Сразу же после того, как Рэн сел в тюрьму, мама вручила ему запечатанное письмо, которое было написано до того, как он родился, где-то на четыре месяца раньше. Было видно, что почерк принадлежит человеку, который писал дрожа и с передышками. Это было письмо отца, адресованное ему. Это было письмо, которое матери следовало бы вручить раньше, но она колебалась, не знала, как это сделать. Не читала письма: поклялась перед постелью умирающего, что вручит, но когда, не было сказано. Думала, что напишет сама письмо и передаст оба тогда, когда придет и ее время оказаться рядом с любимым. Передавая письмо, она призналась: «Я хотела, чтобы ты прочитал его письмо тогда, когда мы с небес будем следить за тобой и радоваться твоим успехам». Но это были лишь мечты, в реальности получилось иначе. «Я часто стану писать тебе письма», — промолвила в тот день под конец мать, вытирая белым платком слезы на глазах. — Хотя кто знает, какие еще сюрпризы может преподнести жизнь».

Письмо отца к сыну было маленьким, но именно тогда он понял, кем был отец, который ворвался в его жизнь с опозданием на целую вечность. Это письмо и помогло ему вначале адаптироваться к новой жизни. Отец писал:

«Где бы ты ни был, помни: мир принадлежит мужчинам. Женщина создана лишь для того, чтобы украсить нашу жизнь. Изначально мы жили без нее, не ведая, что такое творение возможно. Я часто думаю о сотворении Адама и Евы и о причине того, что она была создана красивой, умной и мыслящей иначе. Я не нахожу ответа. Может потом, когда-нибудь, в иной жизни, мне доведется понять. Не знаю, о чем тебе писать, ведь ты еще не родился, и не знаю, как к тебе обратиться. Ведь у тебя еще нет имени. Сказать: „Здравствуй, никто“, — тоже не могу. Ты еще даже не человек. Но ты — мой сын и будешь носить фамилию мою. Давать наставления не стану, просто скажу: будь умницей, береги себя и мать. Я умираю, не успев для тебя ничего сделать. Но буду молиться за тебя и следить, чтобы добро не оставило тебя своей милостью».
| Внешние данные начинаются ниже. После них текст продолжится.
PR #1458, opened 2024-04-24
feat: add new css parser - postcss

daibhin:
`rrweb-snapshot` parses stylesheets to adapt the CSS for playback

In certain cases the parsing wasn't always correct:
https://github.com/PostHog/posthog/pull/21427
https://github.com/rrweb-io/rrweb/issues/1379

Which led to improved CSS selector efforts first included in `rrweb@2.0.0-alpha.13` (https://github.com/rrweb-io/rrweb/pull/1401)

Sadly this caused playback issues that consumed 100% CPU and froze playback
https://github.com/PostHog/posthog/issues/21791
profiler

----

CSS parsing is performed in the https://github.com/rrweb-io/rrweb/blob/master/packages/rrweb-snapshot/src/css.ts which was pulled from https://github.com/reworkcss/css (which hasn't been updated in over 3 years)

I propose moving to https://github.com/csstree/csstree which creates an actual AST which can be used to effectively debug via https://astexplorer.net

I couldn't figure out some import issues in the `test/integration.test.ts`
```
Evaluation failed: ReferenceError: require is not defined
```

All `test/css.test.ts` tests still pass which confirms this is as good as the trickiest cases previously handled without any of the slowness introduced in https://github.com/rrweb-io/rrweb/pull/1401


packages/rrweb-snapshot/src/rebuild.ts
```diff
@@ -70,34 +78,18 @@ export function adaptCssForReplay(cssText: string, cache: BuildCache): string {
...
-    if ('media' in rule && rule.media && MEDIA_SELECTOR.test(rule.media)) {
-      medias.push(rule.media);
-    }
-    if ('rules' in rule && rule.rules) {
-      rule.rules.forEach(getSelectors);
-    }
-  }
-  getSelectors(ast.stylesheet);
+  const mediaFeatures = css
+                        .findAll(newAst, (node) => node.type === 'MediaFeature')
```
daibhin, line 88: Possibly some further optimizations we could even make here by using the `css.walk` method to only traverse the AST once (rather than twice like I assume `findAll` is doing)

packages/rrweb-snapshot/src/rebuild.ts
```diff
@@ -70,34 +78,18 @@ export function adaptCssForReplay(cssText: string, cache: BuildCache): string {
...
   if (cachedStyle) return cachedStyle;
 
-  const ast = parse(cssText, {
-    silent: true,
-  });
-
-  if (!ast.stylesheet) {
-    return cssText;
-  }
+  const newAst = css.parse(cssText);
```
pauldambra, line 81: i'm a little allergic to `new` in variable names... does it have meaning here? or could we `cssAST` instead?

we're calling `findAll` and `map` twice as well, since we know we had perf issues here already it might be worth trying to loop once... (although very much wondering towards premature optimization so treat as nitpicking)

daibhin: Ah good spot. That was actually a hangover from when I had the old code running alongside to test things. Will revert to the pre-existing names

packages/rrweb-snapshot/package.json
```diff
@@ -1,6 +1,6 @@
 {
   "name": "rrweb-snapshot",
-  "version": "2.0.0-alpha.13",
+  "version": "2.0.0-alpha.12",
```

Рэн не дочитал до конца в тот день письма, отложил и посмотрел вокруг, потом тихо прошептал, но так, как будто отец должен был это услышать: «Папа, ты не тому молился». В ответ была лишь тишина, могучая и ничтожная, душераздирающая. Вырвавшиеся слова заставили его почувствовать ту необъяснимую любовь, которую он всю жизнь питал к отцу. Теперь он был в его объятиях, он держал письмо в своих руках и тихо произносил что-то, но это никому не дано было услышать. Отец был рядом, но очень далеко, в ином измерении.

Чем больше времени находился один, как в замурованном склепе, тем больше отдалялся от людей. Лишь во время еды выходил, общался с некоторыми из тех, кто тоже сидел в этой тюрьме. Никто не верил, что он не совершал преступления. Говорили с ним на тюремном жаргоне, к которому он постепенно стал привыкать. Подружился с одним бойцом, который объяснил ему законы и порядки и часто был рядом. Научили способу нелегальной связи между камерами, которую называли «конь», передавались и маленькие вещи. В карты играть он отказался. В итоге все приняли, что он мужик, и он понял, что здесь надо жить по понятиям, которые приняты негласным тюремным законом. Не обошлось и без драк. Один из арестантов, который сидел за распространение наркотиков, подошел к нему и что-то резко сказал, вроде того, что он является козлом. В тюрьме козел — каста очень низкая. Это те люди, которые согласились сотрудничать с законниками. Рэн уже знал это и понимал, что такое прощать нельзя. Оставалось одно: ударить, избить арестанта, что, по сути, очень опасно, но опаснее было пропустить сказанное мимо ушей. Последствий после драки не было. Конечно, потому, что Рэн повел себя правильно.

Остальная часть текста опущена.